Grave Desire is naturally weighted towards necrophiles who kill, because of the availability of sources. However, that does mean that the book feels less like a ‘cultural history’ than a piece on unusually erudite true crime. While the work of Victorian sexologists are an invaluable source, further examples from the pre-Industrial age would have been illuminating: the well-documented cases of Gilles de Rais and Elizabeth Bathory, at least, could have added to the discussion. I would also argue that Finbow is heavier on the ‘history’ than the ‘culture’; looking at depictions in music (‘Code Blue’ by TSOL springs to mind) and art could have added depth to his analysis, while literature is used as a tool for illustrating the psychology of real-world figures, rather than being subjected to critical analysis in its own right: for example, Finbow quotes extensively from American Psycho to add colour to his analysis of Ted Bundy, but spends very little time probing Easton Ellis’s text for links between the fetishisation of money and corpses. Then there is his infuriating habit of quoting sources without referring to titles or authors in the body of the text: in one example, a sentence about Victorian sexologist Havelock Ellis is immediately followed by a lengthy quotation from The Atrocity Exhibition by J.G. Ballard, presented without context or introduction. Other thoughts feel unfinished: ‘sexual disgust guards us against incest and also assists in choosing a mate through body symmetry, etc’.

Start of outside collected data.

PR #1246, opened 2022-11-21
ChangeCurrentProposer - calculation of the next proposers

### LINKED ISSUE #1223: changeCurrentProposer - Calculation of the next proposers
Instead of leaving it to the `changeCurrentProposer` each time to calculate from scratch the `nextProposer`, the next n are calculated all at once, so that we know in advance what the next ones will be, and stimulate to execute the function for changing proposer

- [x] Smart contract functions

- [ ] gas cost comparison

- [ ] Test

eugypalu:
Instead of leaving it to the `changeCurrentProposer` each time to calculate from scratch the `nextProposer`, the next n are calculated all at once, so that we know in advance what the next ones will be, and stimulate to execute the function for changing proposer

- [x]  Smart contract functions
- [x]  gas comparison
- [x]  Test

### Gas comparison:
Gas comparison is made on two functions modified in this pr (`setNumProposers`, `changeCurrentProposer`).

#### setNumProposers(np)

| | Previous Version | New Version |
| :---         |     :---:      |          ---: |
| np != 2   | 33208  | 33246   |
| np == 2    | 36008       | 346445      |

In this case, the new version is more expensive in case `numproposers` = 2 because it is calculated the list of next proposers.

The first time the setNumProposers is executed with np == 2 and the changeCurrentProposer is called the cost in gas is:
| min | max | avg |
| :---         |     :---:      |          ---: |
| 637981  | 1047968  | 759665   |

#### changeCurrentProposer

| | Previous Version | New Version |
| :---         |     :---:      |          ---: |
| currentSprint != sprintsInSpan   | 315195 avg  | 118882 avg   |
| currentSprint == sprintsInSpan    | 315195 avg       | 325525 avg     |

Unlike the previous version, the `changeCurrentProposer` does not calculate the next proposer from scratch, but only calculates it when `currentsprint == sprintsInSpan`. so the cost is much lower in the case where `currentsprint != sprintsInSpan`, since the next proposer is simply taken from the list, while in the case where `currentsprint == sprintsInSpan` the cost is about the same as before since the whole list is calculated.

Gas cost was also evaluated with 10/20/30/50 proposers, but the number does not impact gas cost

close #1223 
npm run unit-test-state

### DIFF
--- a/nightfall-deployer/contracts/State.sol
+++ b/nightfall-deployer/contracts/State.sol
@@ -36,7 +36,7 @@ contract State is ReentrancyGuardUpgradeable, Pausable, Key_Registry, Config {
     address[] public slots; // slots based on proposers stake
     ProposerSet[] public proposersSet; // proposer set for next span
     uint256 public currentSprint; // the current sprint of the span
-    address[] public proposersList;
+    address[] public spanProposersList;
 
     function initialize() public override(Pausable, Key_Registry, Config) {
         Pausable.initialize();
@@ -543,7 +543,7 @@ contract State is ReentrancyGuardUpgradeable, Pausable, Key_Registry, Config {
             currentSprint = 0; // We don't have sprints because always same proposer
             addressBestPeer = currentProposer.thisAddress;
         } else {
-            addressBestPeer = proposersList[currentSprint];
+            addressBestPeer = spanProposersList[currentSprint];
             currentSprint += 1;
 
             if (currentSprint == sprintsInSpan) {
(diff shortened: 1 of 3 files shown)


daveroga (approved):

nightfall-deployer/contracts/State.sol
```diff
@@ -365,7 +366,12 @@ contract State is ReentrancyGuardUpgradeable, Pausable, Key_Registry, Config {
     }
 
     function setNumProposers(uint256 np) public onlyProposer {
+        uint256 prevNumProposers = numProposers;
         numProposers = np;
+        if (numProposers == 2 && prevNumProposers == 1) {
```
Westlad, line 371: What is the significance of numProposers being `==2`?

eugypalu: when changing from 1 proposer to 2 proposers is the situation where it becomes necessary to build the `spanProposersList`, to allow the `changecurrentproposer` to directly access the next proposers from the list.
We only handle the specific case that goes from 1 to 2 proposers, because all other cases are handled by the `changeCurrentProposer` function

Westlad: Got it, thanks!

Westlad (approved):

It is always illuminating to read investigations into the darker by-ways of sexuality and psychology, and Finbow provides a thought-provoking analysis of this most niche of topics. At times, the jumps between straightforward case study and Lacanian theory can be jarring, but Finbow has an excellent grasp of his material, and works hard to make his writing accessible. Confirming his belief that necrophilia generates a natural reaction of disgust, I did experience several dark nights of the soul whilst reading Grave Desire, and I’m also not sure how much my friends appreciated the messages about ‘ideal body envelopes’ and ontic nullities. From Buffy to Twilight, eroticised dead bodies continue to feature in our cultural life, while authors Stewart Home and Steven Wells have identified a necrophiliac tendency in our public reaction to the death of Princess Diana, so Finbow performs an important service by breaking the taboo and analysing the history and psychology of necrophilia in a non-academic context.

[1] This isn’t Herodotus’s only connection with necrophilia: the Hungarian spy Alma’sy, in Michael Ondaatje’s novel The English Patient, is a keen reader of the Histories and an apparent necrophile.


Thom Cuell has to return some videotapes.